Sunday, August 14, 2011

How Candid Should a Memoirist Be?

Memoirs, by definition, are authors’ own stories about their pasts. But no one can tell her or his own story without mentioning other people. How can a memoirist be honest and open, as memoir demands (although of course all self-portrayals are selected and shaped), yet be fair to these other people in their lives, and preserve their privacy? So one way for a memoirist to possibly hurt other people is to portray them unfairly or violate their privacy. Another (related) way is, as author Dani Shapiro writes about in a recent (7/17/11) New York Times Book Review essay, titled "The Me My Child Mustn't Know," to write something about oneself that might – at the time or later – embarrass oneself and others in one’s life. OK, let’s be specific.
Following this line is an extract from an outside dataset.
Issue #156, opened 2016-06-03
Rollup optional pull specification into getDigitalValue


cefn:
This is a change request following some consensus on medium-term workarounds for the surprising pull-down defaults of digitalWrite (surprising for experienced makers anyway).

Shapiro writes about how her first memoir, “Slow Motion,” was written “with abandon, a kind of take-no-prisoners story about dropping out of college at 20 and, in a booze- and drug-induced haze, becoming involved in a destructive affair with a much older married man, the stepfather of my best friend.” But now she realizes that at the time of writing the memoir, she “wasn’t projecting forward to a lifetime later, when, as a Connecticut wife and mother in my 40s,” she would worry about how her son would feel reading or hearing about the events in her book. She ponders ways in which her identity as a writer and her identity as a mother clash, with different priorities and concerns. If she had known she would have a child, would she have written the memoir? On the one hand, she believes that if a person is to write about herself, she should be honest. On the other hand, she wants to protect her son, and worries about the consequences of his reading the book at some point. She concludes that “as a writer, my inner life is my only instrument. I understand the world only by my attempts to shape my experience on the page….Without these attempts…I am lost.” So she chooses openness. Is it the right choice?